#### [WORK TASK]
Your output should be the lines of the entries below, exactly, from the first one through the line that holds "1. Checkout to this branch".
[[ DATASET EXCERPTS open ]]
PR #495, opened 2025-05-07
fix(git-auto-export): Start export only if GIT_URL exists in the course settings

marslanabdulrauf:
https://github.com/mitodl/hq/issues/6803

This PR:
1. Start course export on publish only when giturl exists

### How can this be tested?
1. Checkout to this branch
2. Create installable package by following the instructions in [Readme file](https://github.com/mitodl/open-edx-plugins/tree/main/src/ol_openedx_git_auto_export)
3. Install the package in edX.
4. Create a course in studio and make sure giturl value is set to empty or null in course advance settings
5. Publish the course
6. Keep an eye on logs -- you should see `Course {course_key} does not have a giturl, skipping export.` instead of error saying `'NoneType' object has no attribute 'endswith'`

### DIFF
--- a/src/ol_openedx_git_auto_export/BUILD
+++ b/src/ol_openedx_git_auto_export/BUILD
@@ -12,7 +12,7 @@ python_distribution(
     dependencies=[":git_auto_export"],
     provides=setup_py(
         name="ol-openedx-git-auto-export",
-        version="0.3.1",
+        version="0.3.2",
         license="BSD-3-Clause",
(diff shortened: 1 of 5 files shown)


marslanabdulrauf:
I did a basic search in [ol-infrastructur](https://github.com/search?q=repo:mitodl/ol-infrastructure%20GIT_REPO_EXPORT_DIR&type=code) and they are using `/openedx/data/export_course_repos` which is safe.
[[ DATASET EXCERPTS closed ]]
#### [WORKED SOLUTION]
PR #495, opened 2025-05-07
fix(git-auto-export): Start export only if GIT_URL exists in the course settings

marslanabdulrauf:
https://github.com/mitodl/hq/issues/6803

This PR:
1. Start course export on publish only when giturl exists

### How can this be tested?
1. Checkout to this branch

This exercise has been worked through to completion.